For beverage manufacturers, the main pI challenge has been finding a protein compatible with high-acid formulations. This, Paulsen notes, is an area where whey proteins shine. With pI values ranging from about 4.2 to 4.5 for the α-lactalbumin fraction, and from 5.3 to about 5.5 for β-lactoglobulin, “whey proteins happen to be one of the very unique proteins in that, as you push them down the pH scale, they become more positively charged,” she says. “Then the protein repels itself, so it cannot aggregate and it stays soluble in water. This makes it one of the only proteins that you can use at those really low pHs that you find in things like sports beverages.”
But, a whey protein may have more trouble in a neutral meal-replacement shake, or a yogurt smoothie whose intermediate pH nearly matches whey’s pI. “If you’re trying to work in that area, you deal with a lot of aggregation,” Paulsen says. “The proteins are pretty soluble as long as you don’t add any heat treatment, but once you add heat, because there is no charge on the proteins, all they do is ag-gregate and fall out of solution.”
This can actually be a boon in products where you deliberately seek texture, Paulsen notes. “When you start to get those aggregates, it causes viscosity in the beverage. If you figure out how to harness that correctly with the right additives and processing”—smoothing out the aggregates with homogenization, for example—“you can utilize an ingredient you already have in your formula to give you the vis-cosity and mouthfeel that you want,” she says.
Another dairy protein choice for beverages is casein.

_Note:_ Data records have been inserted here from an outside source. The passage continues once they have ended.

Issue #3783, opened 2021-07-03
use `hand` cursor in view mode


dwelle:
And don't switch to `move` and related cursors when hovering over elements.

Not sure if regression or we haven't implemented it yet.

connor-pph:
@dwelle can I take this one? I dug around for a bit and I've got an idea on how to fix.

dwelle:
Sure thing!

PR #3809, opened 2021-07-08
fix: view mode cursor adjustments

connor-pph:
Fix for issue #3783. Changes cursor to pointer after turning on view mode, add keeps it through clicks, pressing space, and movement.

### DIFF
--- a/src/components/App.tsx
+++ b/src/components/App.tsx
@@ -343,7 +343,7 @@ class App extends React.Component<AppProps, AppState> {
           style={{
             width: canvasDOMWidth,
             height: canvasDOMHeight,
-            cursor: CURSOR_TYPE.GRABBING,
+            cursor: CURSOR_TYPE.GRAB,
           }}
           width={canvasWidth}
           height={canvasHeight}
@@ -1611,7 +1611,7 @@ class App extends React.Component<AppProps, AppState> {
   private onKeyUp = withBatchedUpdates((event: KeyboardEvent) => {
     if (event.key === KEYS.SPACE) {
       if (this.state.viewModeEnabled) {
-        setCursor(this.canvas, CURSOR_TYPE.GRABBING);
+        setCursor(this.canvas, CURSOR_TYPE.GRAB);
       } else if (this.state.elementType === "selection") {
         resetCursor(this.canvas);
       } else {
@@ -2238,7 +2238,7 @@ class App extends React.Component<AppProps, AppState> {
         isTextElement(hitElement) ? CURSOR_TYPE.TEXT : CURSOR_TYPE.CROSSHAIR,
       );
     } else if (this.state.viewModeEnabled) {
-      setCursor(this.canvas, CURSOR_TYPE.GRABBING);
+      setCursor(this.canvas, CURSOR_TYPE.GRAB);
     } else if (isOverScrollBar) {
       setCursor(this.canvas, CURSOR_TYPE.AUTO);
     } else if (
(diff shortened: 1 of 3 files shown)


src/components/App.tsx
```diff
@@ -343,7 +343,7 @@ class App extends React.Component<AppProps, AppState> {
           style={{
             width: canvasDOMWidth,
             height: canvasDOMHeight,
-            cursor: "grabbing",
+            cursor: CURSOR_TYPE.POINTER,
```
dwelle, line 346: We should use `grab` instead of `pointer` for view mode I believe.

connor-pph: switched it back to grab

connor-pph:
having a bit of trouble with the lint error. I feel like there's probably a better way to access the cursor type – I'll look into that some more.

dwelle:
> having a bit of trouble with the lint error. I feel like there's probably a better way to access the cursor type – I'll look into that some more.

You should be able to use `GlobalTestState.canvas.style.cursor` directly. Never seen `_values` before.

Btw, I should have clarified the cursor change: there's `grab` and there's `grabbing`, where the `grabbing` is the active state of the former. I'd use `grab` state, which we don't yet have in our constants, so we should add it under `CURSOR.GRAB`.

src/tests/viewMode.test.tsx
```diff
@@ -0,0 +1,68 @@
+import React from "react";
```
ad1992, line 1: lets these tests in `App.test.tsx` instead so its easy to relate the test files with source files.

dwelle: I wouldn't connect source files to test files. 1) we're currently not really doing that 2) pretty much everything would be in `App.test.tsx`

ad1992: yes, it is sort of inconsistent right now and we are doing it only for unit tests, package/excalidraw tests but the reason I suggested doing it is
1. it's easy to find and relate the test files if we map it to the source files instead of having different tests files for certain features.
2. maintain consistency as you don't have to think whether a new file needs to be created.
3. having all tests related to App.tsx shouldn't be a problem as we will have a describe block for every new kind of test

dwelle: (1) Most features are strewn across multiple files, often across 10 or more. You can't make a clear distinction where a feature belongs to. Also, we'd have to constantly keep shuffling test code around files based on how the source code is refactored (it's much less likely a feature nomenclature is changed).
(2) For the reason above, I'd argue you'll spend way more time trying to figure out what test file to use.
(3) Huge files aren't good. Furthermore, if we use snapshots then the flow of using `.only` on specific test cases when developing/debugging is a nightmare in huge test files.

ad1992: Yeah I agree huge files aren't good of course (same goes for source code as well, 😉  test files are likely to be larger than source)
And since we are doing integration test mostly so that will cover code across multiple files in which case it might not make sense to map with a single file so we can keep diff files for integration tests feature wise, my worry here is often tests for a feature might spread across multiple files in case we don't realize there is a already a file for this feature or something so that's what we would need to take care of.

dwelle: >  my worry here is often tests for a feature might spread across multiple files in case we don't realize there is a already a file for this feature or something so that's what we would need to take care of.

Yeah, I hear you — we can think of something if it becomes a problem.

dwelle (approved):
a

dwelle:
Works well. Thanks for the PR!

According to Jeffrey Kegel, business development manager, Milk Specialties Global, Eden Prarie, MN, what sets casein apart is that, unlike most other proteins, it doesn't exist in a crystalline structure. “It is this that gives them unique properties in various food applications, as they are very resilient and easily manipulated at the same time,” he says. Heat tolerance is one casein plus, with the proteins remaining soluble even at retort temperatures. “This allows them to work great in UHT or RTD beverages.”

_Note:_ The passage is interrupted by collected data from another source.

Issue #3162, opened 2021-03-02
no way to undo/redo on tablets


dwelle:
For non-keyboard, non-mobile devices (mostly tablets), there's no way to undo/redo.

via @dinhani https://github.com/excalidraw/excalidraw/issues/2827#issuecomment-782758576

mgudmund:
I got struck by this the other day when I used my Ipad and a pen. It's a real issue.

sirajc:
Excalidraw works smoothly on Galaxy Tab. App is more keyboard friendly though. 
In essence I felt the need for following two features.

1. Undo / Redo button - as specified in this issue.
2. Ability to escape multi point line/arrow

I am still able to create amazing diagrams without these, so kudos for building awesome tool

sirajc:
[Proposal]

Adding Undo/Redo buttons in CanvasActions (Bottom left)

1. Best Option, Add Undo/Redo as part of Canvas actions alongside other Zoom actions [ Rename ZoomActions to CanvasActions]
<img width="516" alt="Screen Shot 2021-03-29 at 12 04 08 AM" src="https://user-images.githubusercontent.com/5340498/112799927-d6630200-9023-11eb-9583-3b5c85b31404.png">

Other options, not so good UX
2. Create new UndoRedoActions component, put them in canvas action area in it's own Island
Island on left
![image](https://user-images.githubusercontent.com/5340498/112800065-001c2900-9024-11eb-8cc0-747183d1eda0.png)

3. Island on right
![image](https://user-images.githubusercontent.com/5340498/112800084-05797380-9024-11eb-8e4b-883262bbb0d9.png)

Option 1 looks good, it will help Tablet users (like me 😉) perform Undo/Redo action

cc: @dwelle

dwelle:
@sirajc forgot to update this — we definitely want to fix this for tables, but ideally not introduce the UI to laptop/desktop (or non-touch-only) screens.

sirajc:
@dwelle I was just proposing the UX. Where in tablets we can show this.
If UX discussion is finalized then we can work to have identification like `isTablet` and only for that case we add these undo/redo actions.

dwelle:
Sure, if you can come up with some reasonable tablet detection, let's do it! I'd go with option (1) as well, but we can tweak it in the PR.

MKruschke:
If I may can give up a vote I would like to go with Option 3 because I need undo/redo more often then zoom in and out.

ElectricCookie:
[...]

PR #3832, opened 2021-07-13
feat: add undo/redo buttons & tweak footer

dwelle:
fix https://github.com/excalidraw/excalidraw/issues/3162

Moved encryption icon to the right because it didn't look good next to the undo buttons. Also made footer smaller, and removed absolute positioning of help icon.

Initially I wrapped the resetZoom button in a Tooltip, but removed it in [`ff790b9` (#3832)](https://github.com/excalidraw/excalidraw/pull/3832/commits/ff790b9779c1f635d8f6ed631a29a58774ad9623) because it made tests fail for unknown reason (https://github.com/excalidraw/excalidraw/runs/3060724910).

### DIFF
--- a/src/components/ToolButton.tsx
+++ b/src/components/ToolButton.tsx
@@ -4,7 +4,7 @@ import React from "react";
 import clsx from "clsx";
 import { useExcalidrawContainer } from "./App";
 
-type ToolIconSize = "s" | "m";
+export type ToolButtonSize = "small" | "medium";
 
 type ToolButtonBaseProps = {
   icon?: React.ReactNode;
@@ -15,7 +15,7 @@ type ToolButtonBaseProps = {
   title?: string;
   name?: string;
   id?: string;
-  size?: ToolIconSize;
+  size?: ToolButtonSize;
   keyBindingLabel?: string;
   showAriaLabel?: boolean;
   hidden?: boolean;
@@ -41,7 +41,7 @@ type ToolButtonProps =
       onChange?(): void;
     });
 
-const DEFAULT_SIZE: ToolIconSize = "m";
+const DEFAULT_SIZE: ToolButtonSize = "medium";
 
 export const ToolButton = React.forwardRef((props: ToolButtonProps, ref) => {
   const { id: excalId } = useExcalidrawContainer();
--- a/src/components/ToolButton.tsx
+++ b/src/components/ToolButton.tsx
@@ -41,13 +41,11 @@ type ToolButtonProps =
       onChange?(): void;
     });
 
-const DEFAULT_SIZE: ToolButtonSize = "medium";
-
 export const ToolButton = React.forwardRef((props: ToolButtonProps, ref) => {
   const { id: excalId } = useExcalidrawContainer();
   const innerRef = React.useRef(null);
   React.useImperativeHandle(ref, () => innerRef.current);
-  const sizeCn = `ToolIcon_size_${props.size || DEFAULT_SIZE}`;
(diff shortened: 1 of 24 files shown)


ad1992:
Tried out the changes, looking great, lets also have a `width: 100%` on the percentage button so it take full width
Screenshot 2021-07-15 at 12 42 34 AM

src/components/ToolButton.tsx
```diff
@@ -41,7 +41,7 @@ type ToolButtonProps =
       onChange?(): void;
     });
 
-const DEFAULT_SIZE: ToolIconSize = "m";
+const DEFAULT_SIZE: ToolButtonSize = "medium";
```
ad1992, line 44: lets add this in default props and remove the or condition in the component

src/components/Tooltip.tsx
```diff
@@ -74,6 +74,7 @@ export const Tooltip = ({ children, label, long = false }: TooltipProps) => {
 
   return (
     <div
+      style={{ display: "flex" }}
```
ad1992, line 77: let's add a class here, inline styling is better to avoid unless no way out so host can customize without `!important`, we already have `excalidraw-tooltip` class, can we add display flex in that instead ?

ad1992 (commented):
>Initially I wrapped the resetZoom button in a Tooltip, but removed it in ff790b9 (#3832) because it made tests fail for unknown reason (https://github.com/excalidraw/excalidraw/runs/3060724910).

Hmm weird, will take a look If I can find anything

src/components/ToolButton.tsx
dwelle: I think it's fine kept in the component as it doesn't affect anything not is reused elsewhere. I believe it was factored into a constant just for type-safety.

src/components/Tooltip.tsx
dwelle: `excalidraw-tooltip` is a different container, but yes.

ad1992:
> > Initially I wrapped the resetZoom button in a Tooltip, but removed it in [ff790b9](https://github.com/excalidraw/excalidraw/commit/ff790b9779c1f635d8f6ed631a29a58774ad9623) (#3832) because it made tests fail for unknown reason (https://github.com/excalidraw/excalidraw/runs/3060724910).
> 
> Hmm weird, will take a look If I can find anything

Tests are fixed now, was due to not using await for `renderApp`, added tooltip back :)

dwelle:
> Tests are fixed now, was due to not using await for `renderApp`, added tooltip back :)

Nice. I couldn't figure it out from the errors I was getting.

src/components/ToolButton.tsx
ad1992: since this is one of the prop and we are setting default value for this prop, hence it will be better to set in default props instead, that way it will also be available in devtools as well

ad1992:
> > Tests are fixed now, was due to not using await for `renderApp`, added tooltip back :)
> 
> Nice. I couldn't figure it out from the errors I was getting.

Yeah this was kinda tricky, had to dig a little deeper to debug, setting break point inside `react-dom`  bundle on failure line helped to debug.

ad1992:
pushed a fix so zoom button takes 100% height

src/components/ToolButton.tsx
dwelle: Didn't even realize we're using those in this component. Not a fan of `defaultProps` coz it doesn't work well with TS. Alas, since we're already using it, let's do it.

ad1992 (approved):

Casein's flexible, open structure also lends it to use in viscosity control. For example, while sodium caseinates increase viscosity in products that need some texture, addition of calcium to the solution completely changes the profile. “The changes include the calcium causing aggregation of the casein structure, thus lowering the viscosity,” Kegel says, “as well as making the product a milky white color” because the aggregated protein better reflects light. “Depending on the application,” he says, “a sodium- or calcium-based casein-ate may be preferred.”
Starting to gel
For yogurt, Paulsen says, “you want to induce protein-to-protein bonding, because you want the protein to form that really strong network—that gel—to hold the water.” Gelation is an important precursor to a number of protein functions, from water absorption, thickening and adhesion to emulsifying, foaming and stabilization. Without protein gelation, we wouldn’t have coagulated egg white, gelatin desserts, surimi, textured vegetable proteins, bread dough or yogurt.